Project description: Not available

Project description:Arthritic diseases, such as osteoarthritis and rheumatoid arthritis, inflict an enormous health care burden on society. Osteoarthritis, a degenerative joint disease with high prevalence among older people, and rheumatoid arthritis, an autoimmune inflammatory disease, both lead to irreversible structural and functional damage to articular cartilage. The aim of this study was to investigate the effect of polyphenols such as catechin, quercetin, epigallocatechin gallate, and tannic acid, on crosslinking type II collagen and the roles of these agents in managing in vivo articular cartilage degradation. The thermal, enzymatic, and physical stability of bovine articular cartilage explants following polyphenolic treatment were assessed for efficiency. Epigallocatechin gallate and tannic acid-treated explants showed >12 °C increase over native cartilage in thermal stability, thereby confirming cartilage crosslinking.

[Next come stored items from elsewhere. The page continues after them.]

PR #256, opened 2022-04-13
Implements Partners, persons and orgs

cameron-freshworks:
*Issue #:* /bcgov/entity#1173

*Description of changes:*
* Implements Partners, Orgs Adding/Editing improved UX and functionality
* Updates Corrections stying
* Incorporates unique badges dependant on content changed, preserves badges for Corrections
* Updates unit test
* updated action to support multiple if required.
* removed V1 api override for /filings GET requests.

### DIFF
--- a/package-lock.json
+++ b/package-lock.json
@@ -1,6 +1,6 @@
 {
   "name": "business-edit-ui",
-  "version": "2.1.5",
+  "version": "2.1.6",
   "lockfileVersion": 1,
   "requires": true,
   "dependencies": {
@@ -8791,68 +8791,6 @@
           "dev": true,
           "requires": {
             "has-flag": "^3.0.0"
-          }
-        }
-      }
-    },
-    "fork-ts-checker-webpack-plugin-v5": {
-      "version": "npm:fork-ts-checker-webpack-plugin@5.2.1",
-      "resolved": "https://registry.npmjs.org/fork-ts-checker-webpack-plugin/-/fork-ts-checker-webpack-plugin-5.2.1.tgz",
-      "integrity": "sha512-SVi+ZAQOGbtAsUWrZvGzz38ga2YqjWvca1pXQFUArIVXqli0lLoDQ8uS0wg0kSpcwpZmaW5jVCZXQebkyUQSsw==",
-      "dev": true,
-      "optional": true,
-      "requires": {
-        "@babel/code-frame": "^7.8.3",
-        "@types/json-schema": "^7.0.5",
-        "chalk": "^4.1.0",
-        "cosmiconfig": "^6.0.0",
-        "deepmerge": "^4.2.2",
-        "fs-extra": "^9.0.0",
-        "memfs": "^3.1.2",
-        "minimatch": "^3.0.4",
-        "schema-utils": "2.7.0",
-        "semver": "^7.3.2",
-        "tapable": "^1.0.0"
-      },
-      "dependencies": {
-        "chalk": {
-          "version": "4.1.2",
-          "resolved": "https://registry.npmjs.org/chalk/-/chalk-4.1.2.tgz",
-          "integrity": "sha512-oKnbhFyRIXpUuez8iBMmyEa4nbj4IOQyuhc/wy9kY7/WVPcwIO9VA668Pu8RkO7+0G76SLROeyw9CpQ061i4mA==",
-          "dev": true,
-          "optional": true,
-          "requires": {
-            "ansi-styles": "^4.1.0",
-            "supports-color": "^7.1.0"
-          }
-        },
-        "lru-cache": {
-          "version": "7.7.3",
-          "resolved": "https://registry.npmjs.org/lru-cache/-/lru-cache-7.7.3.tgz",
-          "integrity": "sha512-WY9wjJNQt9+PZilnLbuFKM+SwDull9+6IAguOrarOMoOHTcJ9GnXSO11+Gw6c7xtDkBkthR57OZMtZKYr+1CEw==",
-          "dev": true,
-          "optional": true
-        },
-        "schema-utils": {
-          "version": "2.7.0",
-          "resolved": "https://registry.npmjs.org/schema-utils/-/schema-utils-2.7.0.tgz",
-          "integrity": "sha512-0ilKFI6QQF5nxDZLFn2dMjvc4hjg/Wkg7rHd3jK6/A4a1Hl9VFdQWvgB1UMGoU94pad1P/8N7fMcEnLnSiju8A==",
-          "dev": true,
-          "optional": true,
-          "requires": {
-            "@types/json-schema": "^7.0.4",
-            "ajv": "^6.12.2",
-            "ajv-keywords": "^3.4.1"
-          }
-        },
-        "semver": {
-          "version": "7.3.6",
-          "resolved": "https://registry.npmjs.org/semver/-/semver-7.3.6.tgz",
-          "integrity": "sha512-HZWqcgwLsjaX1HBD31msI/rXktuIhS+lWvdE4kN9z+8IVT4Itc7vqU2WvYsyD6/sjYCt4dEKH/m1M3dwI9CC5w==",
-          "dev": true,
-          "optional": true,
-          "requires": {
-            "lru-cache": "^7.4.0"
           }
         }
       }
--- a/package-lock.json
+++ b/package-lock.json
@@ -1,6 +1,6 @@
 {
   "name": "business-edit-ui",
-  "version": "2.1.3",
+  "version": "2.1.5",
   "lockfileVersion": 1,
   "requires": true,
   "dependencies": {
@@ -3010,14 +3010,11 @@
           }
         },
         "lru-cache": {
-          "version": "6.0.0",
-          "resolved": "https://registry.npmjs.org/lru-cache/-/lru-cache-6.0.0.tgz",
-          "integrity": "sha512-Jo6dJ04CmSjuznwJSS3pUeWmd/H0ffTlkXXgwZi+eq1UCmqQwCh+eLsYOYCwY991i2Fah4h1BEMCx4qThGbsiA==",
+          "version": "7.8.1",
+          "resolved": "https://registry.npmjs.org/lru-cache/-/lru-cache-7.8.1.tgz",
+          "integrity": "sha512-E1v547OCgJvbvevfjgK9sNKIVXO96NnsTsFPBlg4ZxjhsJSODoH9lk8Bm0OxvHNm6Vm5Yqkl/1fErDxhYL8Skg==",
           "dev": true,
-          "optional": true,
-          "requires": {
-            "yallist": "^4.0.0"
-          }
+          "optional": true
         },
         "schema-utils": {
           "version": "2.7.0",
@@ -3032,21 +3029,14 @@
           }
         },
         "semver": {
-          "version": "7.3.5",
-          "resolved": "https://registry.npmjs.org/semver/-/semver-7.3.5.tgz",
-          "integrity": "sha512-PoeGJYh8HK4BTO/a9Tf6ZG3veo/A7ZVsYrSA6J8ny9nb3B1VrpkuN+z9OE5wfE5p6H4LchYZsegiQgbJD94ZFQ==",
+          "version": "7.3.6",
+          "resolved": "https://registry.npmjs.org/semver/-/semver-7.3.6.tgz",
+          "integrity": "sha512-HZWqcgwLsjaX1HBD31msI/rXktuIhS+lWvdE4kN9z+8IVT4Itc7vqU2WvYsyD6/sjYCt4dEKH/m1M3dwI9CC5w==",
           "dev": true,
           "optional": true,
           "requires": {
-            "lru-cache": "^6.0.0"
+            "lru-cache": "^7.4.0"
           }
-        },
-        "yallist": {
-          "version": "4.0.0",
-          "resolved": "https://registry.npmjs.org/yallist/-/yallist-4.0.0.tgz",
-          "integrity": "sha512-3wdGidZyq5PB084XLES5TpOSRA3wjXAlIWMhum2kRcv/41Sn2emQ0dycQW4uZXLejwKvg6EsvbdlVL+FYEct7A==",
-          "dev": true,
-          "optional": true
         }
       }
     },
--- a/src/components/Edit/ChangeSummary.vue
+++ b/src/components/Edit/ChangeSummary.vue
@@ -57,7 +57,7 @@
       <article id="org-person-summary-section" class="section-container">
         <v-row no-gutters>
           <v-col cols="12" sm="3">
-            <label>Proprietor Information</label>
+            <label>{{ firmLabel }} Information</label>
           </v-col>
         </v-row>
         <v-row no-gutters class="mt-4">
@@ -74,7 +74,7 @@
 import { Component, Mixins, Prop } from 'vue-property-decorator'
 import { Action, Getter } from 'vuex-class'
 import { OfficeAddresses, ListPeopleAndRoles } from '@/components/common'
-import { ActionBindingIF, NaicsIF, OrgPersonIF } from '@/interfaces'
+import { ActionBindingIF, NaicsIF, OrgPersonIF, ResourceIF } from '@/interfaces'
 import { DateMixin, EnumMixin, FilingTemplateMixin, LegalApiMixin, PayApiMixin } from '@/mixins'
 
 @Component({
@@ -97,6 +97,7 @@ export default class ChangeSummary extends Mixins(
   @Getter getPeopleAndRoles!: OrgPersonIF[]
   @Getter hasOfficeAddressesChanged!: boolean
   @Getter hasPeopleAndRolesChanged!: boolean
+  @Getter getResource!: ResourceIF
 
   // Change flag getters
   @Getter hasBusinessNameChanged!: boolean
@@ -113,6 +114,11 @@ export default class ChangeSummary extends Mixins(
     if (this.getApprovedName) return this.getApprovedName
 
     return `${this.getBusinessNumber || '[Incorporation Number]'} B.C. Ltd.`
+  }
+
+  /** The firm type label. */
+  get firmLabel (): string {
+    return this.getResource.changeData.orgPersonInfo.orgPersonLabel
   }
 }
 </script>
--- a/src/components/common/BcRegContacts.vue
+++ b/src/components/common/BcRegContacts.vue
@@ -24,14 +24,14 @@ export default class BcRegContacts extends Vue {
     {
       icon: 'mdi-phone',
       key: 'Canada &amp; U.S. Toll Free:',
-      val: '1-877-370-1033',
-      href: 'tel:+1-877-370-1033'
+      val: '1-877-526-1526',
+      href: 'tel:+1-877-526-1526'
     },
     {
       icon: 'mdi-phone',
       key: 'Victoria Office:',
-      val: '250-370-1033',
-      href: 'tel:+1-250-370-1033'
+      val: '250-387-7848',
+      href: 'tel:+1-250-387-7848'
     },
     {
       icon: 'mdi-email',
--- a/src/components/common/PeopleAndRoles/ListPeopleAndRoles.vue
+++ b/src/components/common/PeopleAndRoles/ListPeopleAndRoles.vue
@@ -4,7 +4,6 @@
     <!-- conditionally render add component -->
     <v-expand-transition>
       <div id="people-roles-add" v-if="renderOrgPersonForm && isNaN(activeIndex)" class="section-container">
-        <v-divider class="px-4" />
         <org-person
           :currentOrgPerson="currentOrgPerson"
           :activeIndex="activeIndex"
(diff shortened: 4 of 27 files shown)


package-lock.json
```diff
@@ -2976,6 +2976,68 @@
         "tslint": "^5.20.1",
         "webpack": "^4.0.0",
         "yorkie": "^2.0.0"
+      },
```
severinbeauvais, line 2979: You should update the app version too.

src/components/common/BcRegContacts.vue
```diff
@@ -24,14 +24,14 @@ export default class BcRegContacts extends Vue {
...
+      val: '1-877-526-1526',
+      href: 'tel:+1-877-526-1526'
     },
     {
       icon: 'mdi-phone',
       key: 'Victoria Office:',
-      val: '250-370-1033',
-      href: 'tel:+1-250-370-1033'
+      val: '250-387-7848',
+      href: 'tel:+1-250-387-7848'
```
severinbeauvais, line 34: Does this change need to be done in Filings UI, Create UI, Auth UI, Namerequest UI, Registry UI?

severinbeauvais: Create UI already has this change.
PPR UI already has this change.

severinbeauvais: Well actually, Create has this Canada phone number but a different Victoria number 🤷‍♂️ 

```
    <li class="contact-container">
      <v-icon class="contact-icon" size="18px">mdi-phone</v-icon>
      <span class="px-2">Victoria Office:</span>
      <a href="tel:+1-250-952-0568" class="contact-value">250-952-0568</a>
    </li>
```

src/store/getters/state-getters.ts
```diff
@@ -563,7 +563,12 @@ export const hasPeopleAndRolesChanged = (state: StateIF): boolean => {
   let currentOrgPersons = getPeopleAndRoles(state)
   let originalOrgPersons = getEntitySnapshot(state)?.orgPersons
 
-  return (!isSame(currentOrgPersons, originalOrgPersons, ['action']))
+  return (!isSame(currentOrgPersons, originalOrgPersons, ['action', 'confirmNameChange']))
+}
+
+/** Is true when the minimum partners met. */
+export const hasMinimumPartners = (state: StateIF): boolean => {
+  return getPeopleAndRoles(state).filter(party => !party.action?.includes(ActionTypes.REMOVED)).length >= 2
```
severinbeauvais, line 571: Looks fine but could you add a comment explaining what is being computed here? (I understand this today because I'm reviewing this PR, but by next week I may forget why you're excluding parties with the REMOVED action,)

tests/unit/Alteration.spec.ts
```diff
@@ -311,7 +311,7 @@ describe('Alteration component', () => {
     // Validate People And Roles
     expect(store.state.stateModel.peopleAndRoles.orgPeople[0].officer.firstName).toBe('CAMERON')
     expect(store.state.stateModel.peopleAndRoles.orgPeople[0].officer.lastName).toBe('BOWLER')
-    expect(store.state.stateModel.peopleAndRoles.orgPeople[0].roles[0].roleType).toBe('Director')
+    expect(store.state.stateModel.peopleAndRoles.orgPeople[0].role).toBe('director')
```
severinbeauvais, line 314: I think a party can have more than 1 role (ie, array)?

src/components/Edit/ChangeSummary.vue
```diff
@@ -114,6 +115,11 @@ export default class ChangeSummary extends Mixins(
 
     return `${this.getBusinessNumber || '[Incorporation Number]'} B.C. Ltd.`
   }
+
+  /** The firm type label. */
+  get firmLabel (): string {
+    return this.getResource.changeData.orgPersonInfo.orgPersonLabel
```
severinbeauvais, line 121: Is this chain of objects guaranteed to be declared (in store state model)?

package-lock.json
cameron-freshworks: Doh

src/components/common/BcRegContacts.vue
cameron-freshworks: Interesting. Designs call for these specifically 🤔

src/store/getters/state-getters.ts
cameron-freshworks: Great point, will add!

tests/unit/Alteration.spec.ts
cameron-freshworks: This is a `/director` response where the property `role` is a singular string value.
Different from our more recently updated `roles` property which is part of our `/parties` response.

cameron-freshworks: Alterations only calls `/directors` not the `/parties`
I think `/parties` is actually somewhat new, possibly introduced at the start of firms? I'm not sure 🤔

src/components/Edit/ChangeSummary.vue
cameron-freshworks: Yes, but in the store resource model.

src/components/common/BcRegContacts.vue
cameron-freshworks: https://projects.invisionapp.com/d/main/#/console/21805570/463592649/preview

cameron-freshworks: What is the number in Create, i could double check with design on this one for sure

cameron-freshworks: If Create UI is different for the Contact # in step 2, it might need to be updated, potentially. 
Yui shared designs for Step 2 contact: https://invis.io/3511UPXPMT2P#/463492960_Step_2G-help_DBA
Which matches the designs linked above for Edit UI

src/store/getters/state-getters.ts
cameron-freshworks: Added!

package-lock.json
cameron-freshworks: Updated!

vysakh-menon-aot (approved):

src/components/common/BcRegContacts.vue
severinbeauvais: I've put the onus on Yui to note any required changes somewhere.

cameron-freshworks: Copy that, sounds good 👍

tests/unit/Alteration.spec.ts
severinbeauvais: Actually, I think `/directors` is the new endpoint. I only see `/parties` used in Filings UI (not Create UI). So this is probably fine. This doesn't even violate the schema because the directors schema doesn't mention roles 🤦‍♂️

severinbeauvais: It does violate the [party](https://github.com/bcgov/business-schemas/blob/main/src/registry_schemas/schemas/party.json) schema though.

We just have to remember that directors are not a subclass of party.

cameron-freshworks: Directors is what we use for Alterations, so its been around for a bit i think. 

But yea, this is role because thats the property returned in the /directors response. I'm not sure if it was updated recently.

cameron-freshworks: > It does violate the [party schema](https://github.com/bcgov/business-schemas/blob/main/src/registry_schemas/schemas/party.json) though.
> 
> We just have to remember that directors are not a subclass of party.

For sure

src/components/common/PeopleAndRoles/OrgPerson.vue
```diff
@@ -647,6 +713,15 @@ li {
   }
 }
 
+.toggle-business-entry {
+  cursor: pointer;
```
severinbeauvais, line 717: You may have a base class for this already (for next time).

src/components/common/PeopleAndRoles/OrgPerson.vue
```diff
@@ -647,6 +713,15 @@ li {
...
+  color: $app-blue;
+  text-decoration: underline;
+  float: right;
```
severinbeauvais, line 720: FYI, there's a Vuetify class for this.

My approach: if it's a layout thing, try to do it in the template (as it's easier to manage layouts that way imo). Otherwise declare a class.

This class contains a bunch of styling stuff so I'm totally OK with it.

src/components/common/PeopleAndRoles/OrgPerson.vue
```diff
@@ -758,6 +833,10 @@ li {
 
 // Overrides for vuetify components (Checkbox alignment, inputField labels/text size/colour)
 ::v-deep {
+  #btn-remove.v-btn.v-btn--disabled {
+    color: $app-red !important;
+    opacity: .4;
+  }
```
severinbeauvais, line 839: In future tickets, we should work towards adding Vuetify overrides like this in the overrides.scss file.

src/components/common/PeopleAndRoles/PeopleAndRoles.vue
```diff
@@ -205,7 +209,7 @@ export default class PeopleAndRoles extends Mixins(CommonMixin) {
       addressCountry: '',
       deliveryInstructions: ''
     },
-    action: null
+    action: []
```
severinbeauvais, line 212: Unless you've changed this, it's not an array.

If it is an array then I'd like to see it pluralized (actions).

src/components/common/PeopleAndRoles/PeopleAndRoles.vue
```diff
@@ -364,55 +372,50 @@ export default class PeopleAndRoles extends Mixins(CommonMixin) {
...
+      // get ID of person to undo
+      const id = person?.officer?.id
+
+      // get a copy of original person from original IA
+      const thisPerson = (id !== undefined) && cloneDeep(this.originalParties.find(x => x.officer.id === id))
+
+      // safety check
+      if (!thisPerson) {
+        // eslint-disable-next-line no-console
+        console.log('Failed to find original person with id =', id)
```
severinbeauvais, line 388: As this should never happen, it means we screwed up somewhere. Therefore, I recommend changing this to `console.error()`.

src/components/common/PeopleAndRoles/PeopleAndRoles.vue
```diff
@@ -488,7 +553,7 @@ export default class PeopleAndRoles extends Mixins(CommonMixin) {
 
     // just set the action (ie, soft-delete)
     // person will be filtered out on file and pay
-    person.action = ActionTypes.REMOVED
+    person.action = [ActionTypes.REMOVED]
```
severinbeauvais, line 556: Property "action" should be "actions" since it's an array.

severinbeauvais: If this messes up the schema (API side) then I recommend converting action <-> actions in the code that saves/restores the filing. In other words, put a work-around as close to the API as possible so that the rest of the UI code follows our naming scheme.

severinbeauvais (approved):
Really, really good looking HTML and code, best practises and all that 🚀 

Just a couple things to look into but gtg when you're happy with it.

src/enums/partyTypes 2.ts
```diff
@@ -0,0 +1,4 @@
+export enum PartyTypes {
+  PERSON = 'person',
+  ORGANIZATION = 'organization'
+}
```
severinbeauvais, line 4: Why does this filename (and orgPersonTypes) contain a "2" in it?

src/components/common/PeopleAndRoles/PeopleAndRoles.vue
severinbeauvais: Sorry, duplicate conversation. You can resolve one of them.

src/components/common/PeopleAndRoles/OrgPerson.vue
cameron-freshworks: Will 👀

src/components/common/PeopleAndRoles/OrgPerson.vue
cameron-freshworks: Thanks, for sure!
Will make sure to use it where it exclusive additional styling 🦖

src/components/common/PeopleAndRoles/OrgPerson.vue
cameron-freshworks: Definitely. 
The main issue i experience is the colour override. Can't seem to get it to keep it's inherited colour without being explicit.

src/components/common/PeopleAndRoles/PeopleAndRoles.vue
cameron-freshworks: Definitely an Array now
Will update!

src/components/common/PeopleAndRoles/PeopleAndRoles.vue
cameron-freshworks: Sounds good, will do!

src/enums/partyTypes 2.ts
cameron-freshworks: Good question, my editor pulling some tricks i think. Will remove this file as it was most likely duplicated. This sometimes happens.

src/components/common/PeopleAndRoles/OrgPerson.vue
severinbeauvais: > Thanks, for sure! Will make sure to use it where it exclusive additional styling 🦖

Perfect. This is my new rule :)

cameron-freshworks: I like it!

src/components/common/PeopleAndRoles/OrgPerson.vue
severinbeauvais: There are multiple rules for which CSS selector "wins". In this case it's probably a matter of specificity: some other selector is more specific than yours.

This is fine for now. We can improve this kind of thing next time we're here.

src/components/common/BcRegContacts.vue
severinbeauvais: Yui responded:

"_The contact information is contextual. Sometimes we show Victoria number and sometimes not. Sometimes the BC Registries number is different depending on whether we want to direct the calls._

_If the designs coming in have different numbers, that’s a Linda/Sienna question for sure. Though, I doubt even they have a master list of which filing’s helps are supposed to go where._

_**With SPGP, there was no intention to introduce new phone numbers**. So this is worthwhile flagging if you see discrepancies between what code we’re reusing vs the design._"

^^ The emphasis is mine. Recommend you go ahead and double-check what numbers to use here.

src/enums/partyTypes 2.ts
cameron-freshworks: Removed these duplicate files 😵 
Still not sure how this sometimes happens. 100% an editor config

src/components/common/PeopleAndRoles/PeopleAndRoles.vue
cameron-freshworks: Updated! Pluralizing a single word has never been so much work and regression testing 😆

src/components/common/PeopleAndRoles/PeopleAndRoles.vue
cameron-freshworks: Updated

src/components/common/PeopleAndRoles/ListPeopleAndRoles.vue
```diff
@@ -311,7 +311,7 @@ export default class ListPeopleAndRoles extends Mixins(CommonMixin) {
 
   /** Helper method to filter REMOVED orgPersons from PeopleAndRoles list. */
   private filterRemovedOrgPersons (peopleAndRoles: Array<OrgPersonIF>): Array<OrgPersonIF> {
-    return peopleAndRoles.filter(orgPerson => !orgPerson.action?.includes(ActionTypes.REMOVED))
+    return peopleAndRoles.filter(orgPerson => !orgPerson.actions?.includes(ActionTypes.REMOVED))
```
severinbeauvais, line 314: Does `includes` still work here? I see you changed it to `find` in Filings UI.

src/mixins/filing-template-mixin.ts
```diff
@@ -364,16 +359,24 @@ export default class FilingTemplateMixin extends Mixins(DateMixin) {
...
-      // if filing and paying, filter out removed entities and omit the 'action' properties
+      // if filing and paying, filter out removed entities and omit the 'actions' properties
       if (!isDraft) {
         // Filter out parties actions
-        parties = parties.filter(x => !x.action.includes(ActionTypes.REMOVED))
+        parties = parties.filter(x => !x.actions?.includes(ActionTypes.REMOVED))
           .map((x) => {
-            const { action, ...rest } = x
+            // Remove null or undefined properties to adhere to schema.
+            // ie taxId is an optional property but schema doesn't accept defined empty properties
```
severinbeauvais, line 368: I shudder when I see `Object.keys` -- it should not be needed.
You might be able to just set known keys (that the API doesn't like) to undefined. Remember that trick about JS object <-> JSON where it doesn't include undefined properties?

src/mixins/filing-template-mixin.ts
```diff
@@ -364,16 +359,24 @@ export default class FilingTemplateMixin extends Mixins(DateMixin) {
...
+                delete x.officer[key]
+              }
+            })
+
+            const { actions, ...rest } = x
             return rest
           })
       }
-
+      console.log(parties)
```
severinbeauvais, line 379: Remove when you're done.

src/components/common/PeopleAndRoles/PeopleAndRoles.vue
severinbeauvais: Yeah, you have my sympathy -- and my gratitude. It was the right thing to do :)

src/components/common/PeopleAndRoles/ListPeopleAndRoles.vue
cameron-freshworks: I'm not sure about Filings UI. I think the recent change in Filings UI was related to roleTypes no? 
Was updated to use `some` i believe.

In this context, includes works as we are looking at an array of strings(ActionTypes) built for identifying the changes, or type of changes.

src/mixins/filing-template-mixin.ts
cameron-freshworks: Hmm i'm not sure of the trick. 
In this case it is the `keys` that we want to omit, so if there is another way i'm all for it. 
I do agree, this issue is a result of the API returned a defined key with an empty value, which in turn the Schema does NOT like when returned back to the api. 

Was a pain to find 😵

src/mixins/filing-template-mixin.ts
cameron-freshworks: Thank you! Will do

src/components/common/PeopleAndRoles/ListPeopleAndRoles.vue
severinbeauvais: You're right: Filings UI was roleType and this is action.

I think in both cases they're an array of enums. I believe `find(some)` and `includes` works the same for those.

No change needed here.

cameron-freshworks: Totally, i think if were dealing with a plain array (ie strings) i would default to includes, but some/find where we have to check the nested properties of objects in an array etc (ie { roleType:  someRole })

src/mixins/filing-template-mixin.ts
cameron-freshworks: Removed in my current work 👍

src/mixins/filing-template-mixin.ts
severinbeauvais: The trick is, if you set a prop to undefined then it doesn't get included in the JSON.

Earlier today I did this:
```
taxId: this.getRegistration.businessNumber || undefined // can't be null
```

Your code searches for any empty key. But if you knew which keys need to be stripped you could just assign undefined to them.

cameron-freshworks: This UI doesn't assign these values, purely receive from API, displays them and returns them. 
This could change once we use business look however. 

Would the above statement resolve to `taxId:  ''` or remove the property entirely from the object?

cameron-freshworks: We also can't eliminate it entirely because the api sometimes provides it.

cameron-freshworks: Honestly, this could be a schema issue, if it's going to provide empty properties, it should probably pass validation to receive it as such, i'm not sure.

severinbeauvais: So you're saying, you can include values provided by the API but not the others?

Yes, since `''` is falsy, `|| undefined` will assign undefined to that variable. That will remove it entirely from the JSON that JS magically generates from this object.

severinbeauvais: Obviously your code works. I'm trying to understand why it's needed and whether it can be less Object-specific, but maybe it's not worth further discussion today. Just resolve this conversation if you agree :)

severinbeauvais: > We also can't eliminate it entirely because the api sometimes provides it.

That's where the `||` comes in (unfortunately that will also catch legitimate false values and numerical 0). You could check for "null or ``' and then assign undefined (instead of deleting).

At this point I'm not sure which is going to be cleaner, so again, I propose we just leave this alone.

For now. << kidding, haha

cameron-freshworks: haha totally, let's discuss on a call next week!
Thank you :)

Polyphenol-treated cartilage also showed a significant reduction in the percentage of collagen degradation and the release of glycosaminoglycans against collagenase digestion, indicating the increase physical integrity and resistance of polyphenol crosslinked cartilage to enzymatic digestion. To examine the in vivo cartilage protective effects, polyphenols were injected intra-articularly before (prophylactic) and after (therapeutic) the induction of collagen-induced arthritis in rats. The hind paw volume and histomorphological scoring was done for cartilage damage. The intra-articular injection of epigallocatechin gallate and tannic acid did not significantly influence the time of onset or the intensity of joint inflammation. However, histomorphological scoring of the articular cartilage showed a significant reduction in cartilage degradation in prophylactic- and therapeutic-groups, indicating that intra-articular injections of polyphenols bind to articular cartilage and making it resistant to degradation despite ongoing inflammation. These studies establish the value of intra-articular injections of polyphenol in stabilization of cartilage collagen against degradation and indicate the unique beneficial role of injectable polyphenols in protecting the cartilage in arthritic conditions.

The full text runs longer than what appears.